Ok, update about the DIY LED light.

Today I managed to make the stand for the light. It is super minimalist - once installed you will barely see it because there is a way to place the tubing just behind the side glass and then it becomes invisible from all angles. The cable that powers the light will be hidden inside the tubing.

The only thing you will see is the part of the tubing that sticks above the tank and goes into the light fixture. But that part will be painted white and will blend with the wall behind it.

I've done a few light fixtures and learned a few tricks.
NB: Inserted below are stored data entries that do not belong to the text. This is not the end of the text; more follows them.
PR #266, opened 2025-07-14
Bump micrometer to 1.15.2

yeikel:
https://github.com/micrometer-metrics/micrometer/releases/tag/v1.15.2


yeikel:
> @yeikel thanks. Could you please use an email address verified with ECA to author the commit?

it seems that it expired. I signed it again and it should be valid now 

image

Are you able to retrigger the check?

Issue #267, opened 2025-07-16
Enable dependabot updates


yeikel:
### Describe the feature

Hi team, 

As usual, I am happy to help and raise maintenance  pull requests such as https://github.com/vert-x3/vertx-micrometer-metrics/pull/266

However, tools like dependabot can help us with this work. 

Would you be open to enable dependabot for this project? (and other Vertx projects in the future) 

We can start small with a limited list of dependencies or types (minor, patch) and go from there

### Contribution

I (@yeikel) would be happy to help

tsegismont:
There are a few Vert.x projects that have configured dependabot. It could be useful to let it upgrade Micrometer.

Can we configure it to:

- watch only Micrometer upgrades
- propose PRs for micro releases only in `4.x` and `5.0` branches
- propose PRs for all releases in the main branch.

Unrelated to this repo: would be nice if we could do the same for GraphQL-Java

vietj:
@tsegismont I think we should stick with updates that are not shared cross stack updates in the main branch

tsegismont:
@vietj that was the [idea](https://github.com/vert-x3/vertx-micrometer-metrics/issues/267#issuecomment-3084204632), updates for Micrometer only

Or do I misunderstand your comment?

PR #268, opened 2025-07-20
Add dependabot configuration to keep micrometer up to date

yeikel:
As discussed in https://github.com/vert-x3/vertx-micrometer-metrics/issues/267


.github/dependabot.yml
```diff
@@ -0,0 +1,41 @@
+# Dependabot configuration to keep micrometer up to date
+# The requirements were defined in https://github.com/vert-x3/vertx-micrometer-metrics/issues/267
+version: 2
+updates:
+  # Propose PRs for all the release types in the master branch.
```
vietj, line 5: we need to not allow this out of the box, because for main branch we should not allow a new major that has breaking changes

vietj: I mean I think we can allow but we need to check that micrometer does not bring breaking API changes when the upgrade happens

tsegismont: That's the plan, yes. I believe dependabot links to releases pages when they exist and also computes a list of changes when possible

yeikel: Yes, it will include releases notes

Also, our CI may also flag these too

tsegismont: CI will find breaking changes in the meters API or Prometheus registry implementation, but we don't have tests for every registry.

Anyway, in all cases we need to review the release notes before upgrading.

yeikel:
Thanks for the feedback. Is there anything else I should consider before moving this one forward?

tsegismont:
> Thanks for the feedback. Is there anything else I should consider before moving this one forward?

I have a question about config but that's it for now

This one is the best looking DIY light I've even done.

https://photos.app.goo.gl/7dv0PmUYZ6zQrAQw1


----------



## Michael (Jul 20, 2010)

Gee, Niko, are you planning to grow rice under that thing? Just kidding!


----------



## Harry Muscle (Oct 17, 2007)

Mind sharing the part list for this light fixture? Especially the heatsinks and LEDs.

Thanks,
Harry


----------



## niko (Jan 28, 2004)

Michael said:


> Gee, Niko, are you planning to grow rice under that thing? Just kidding!


Haha, maybe I will since I'm a vegetarian now and the recent hurricanes make you wonder about self sufficiency, don't they, haha.
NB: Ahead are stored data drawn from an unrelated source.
PR #1162, opened 2024-02-03
fix(vm): multiple memory leak issues

zerbina:
## Summary

Fix multiple severe memory leaks with the VM implementation, reducing
the memory usage and run time of complex and allocation-heavy
programs/macros/static-blocks.

## Details

In each case, the VM's allocator still knew about the cells and kept a
reference to the host memory, meaning that a `malloc`-level leak
detector wouldn't have caught them.

The problems:
1. ref-counted cells never reached a ref-count of zero, meaning that
   `ref`s were never freed in the VM
2. even if the ref-count would have reached zero, during standalone
   execution (via `vmrunner`), garbage ref-counted cells were never
   destroyed/freed
3. the `NodeToReg` implementation didn't clean up the destination
   register
4. the `NGetLineInfo` implementation didn't clean up the destination
   register

### Improper ref-counting

Ref-counted cells (allocated through `heapNew`) start with a ref-count
value of 1. Since the initial assignment to the destination location
used `asgnRef`, the ref-count was incremented again, preventing it from
ever reaching zero.

Instead of `asgnRef`, the destination location is first cleaned up with
`resetLocation` and then the `ref` value is assigned manually.

### Missing garbage cell clean-up

Ref-counted cells aren't destroyed and freed immediately but are first
added to the `pending` list. This list was never processed during VM
execution (only when disposing a `VmThread`), meaning that the garbage
cells accumulated indefinitely.

The `New` opcode now processes the `pending` list once its size exceeds
a fixed threshold (currently 128). In addition, `cleanUpPending` is
changed to process the list back-to-front (instead of front-to-back),
reducing the amount of `seq` resizing when new cells are added to the
list during cleanup.

### Missing register clean-up

Registers have to be cleaned up (via `cleanUpReg`) prior to changing
the kind, otherwise cells owned by owning handles (`rkLocation`
registers) aren't destroyed and freed.

Both `NodeToReg` and `NGetLineInfo` were missing this, resulting in,
depending on the register layout, cells never being freed.

### DIFF
--- a/compiler/vm/vm.nim
+++ b/compiler/vm/vm.nim
@@ -990,7 +990,11 @@ proc rawExecute(c: var TCtx, t: var VmThread, pc: var int): YieldReason =
       if regs[rb].kind in {rkLocation, rkHandle}:
         checkHandle(regs[rb])
         if regs[rb].handle.typ.kind in RegisterAtomKinds:
-          loadFromLoc(regs[ra], regs[rb].handle)
+          let h = regs[rb].handle
+          # retrieve the handle *before* cleaning up the register, since `ra`
+          # and `rb` may point to the same register
+          cleanUpReg(regs[ra], c.memory)
+          loadFromLoc(regs[ra], h)
         else:
           unreachable() # vmgen issue
       else:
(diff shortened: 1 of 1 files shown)


zerbina:
The direction - reaching back to the initial rework of the VM - is to make `TFullReg` a "plain old data-type", with clean up of "stack" memory driven by the code generator through the use of dedicated opcodes. While `vmgen` is not quite there yet, it is getting closer.

saem (approved):

saem:
Outside the scope of this PR maybe a simple query routine for the VM to report it's memory usage statistics could be used to test. Something like:

```nim
  let snapshot = vmrunner.memoryStats
  # do stuff
  doAssert vmrunner.memoryStat == snapshot
```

Joke aside I wanted a very "free" feeling from that tank. Open top, no light fixture to move when I work on the tank. And as small size as possible.
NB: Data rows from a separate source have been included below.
PR #1164, opened 2024-02-03
mir: add unchecked signed-integer arithmetic ops

zerbina:
## Summary

Which signed integer arithmetic operation are checked for overflow is
now made explicit within the MIR. This:
* makes the exceptional control-flow arising from overflow checks
  visible to data-flow analysis, fixing destructors sometimes not being
  run
* moves decision-making regarding overflow checks out of the code
  generators and into a central place (the AST -> MIR translation)

## Details

In order to give the code generators more freedom over how they
implement the overflow checks, no separate magics that implement the
checks are introduced.

### MIR additions

* add built-in signed integer arithmetic unary operators (negation)
* add built-in signed integer arithmetic binary operators (addition,
  subtraction, multiplication, division, and remainder)
* the behaviour of the built-in operators regarding over- and
  underflow, as well as division-by-zero, is undefined

### General architecture

* when overflow checks are enabled, signed integer arithmetic
  operations are kept as magic calls (using `mnkCheckedCall` if panics
  are disabled)
* when overflow checks are disabled, signed integer arithmetic
  operations are translated to use the MIR built-in operators
* signed integer arithmetic operators kept as magic calls are
  unconditionally translated to checked operations by the code
  generators
* the built-in arithmetic operators are unconditionally translated to
  unchecked operations (if available) by the code generators
* the overflow check behaviour of `abs` is still controlled
  individually by each code generator

### AST-to-MIR translation

* `mSucc` (successor) and `mPred` (predecessor) are lowered into normal
  addition and subtraction operators, respectively. This was previously
  left to the code generators

### MIR-to-CGIR translation

* built-in operations equivalent to the ones added to the MIR are added
  to the `CgNode` IR
* the MIR's arithmetic operations have a one-to-one correspondence with
  the `CgNode` ones

### Code generation

* `vmgen` generates `Addu`, `Subu`, and `Mulu` for unchecked signed
  additions, subtractions, and multiplications. For a lack of unchecked
  versions, negation, division, and remainder still use the checked
  opcodes
* `cgen` and `jsgen` generate the same code for the unchecked built-in
  operators as they previously did for unchecked arithmetic magics
* all three code generators ignore `mSucc` and `mPred`

### Other

* `mirexec` treats the built-in arithmetic operations operands as
  usages
* the MIR built-in arithmetic operators are rendered as how they would
  look like in the high-level language (`+`, `*`, `div`, etc.)


zerbina:
The `abs` behaviour as written down in the `toverflow_abs.nim` test was discussed [here](https://matrix.to/#/!MAXxvfCYnfYgZqSizw:matrix.org/$r2dqBMiiyQxcuvn7YbvlHT2zm3fgQ17E5mbGdEb9FxA).

tests/lang_objects/destructor/tdestruction_when_checks_failed.nim
```diff
@@ -76,4 +76,12 @@ block object_conversion_checks:
...
\ No newline at end of file
+    test(RootRef()) # provoke a object-conversion-check failure
+
+block signed_integer_overflow_check:
+  proc test(a: int32) =
+    var obj = Object() # obj stores a value that needs to be destroyed
+    discard 1'i32 + a
+
+  runTest:
+    test(high(int32)) # provok an overflow-check failure
```
saem:
```suggestion
    test(high(int32)) # provoke an overflow-check failure
```

minor type, nbd.

saem (approved):
Found one very minor typo, nbd. Otherwise, the code is easy to read.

It is almost ready. Will be attaching the lenses on the LED in a bit. Will post pictures later today.


----------



## niko (Jan 28, 2004)

Harry Muscle said:


> Mind sharing the part list for this light fixture? Especially the heatsinks and LEDs.
> 
> Thanks,
> Harry


The heatsinks I got for free from a friend of mine. They are from plasma TVs I guess. But you can buy any size and shape heatsink you can think of from the internet. Never used these black heat sinks. Will let you know how they perform.

The LEDs are Cree XP-G. From RapidLed.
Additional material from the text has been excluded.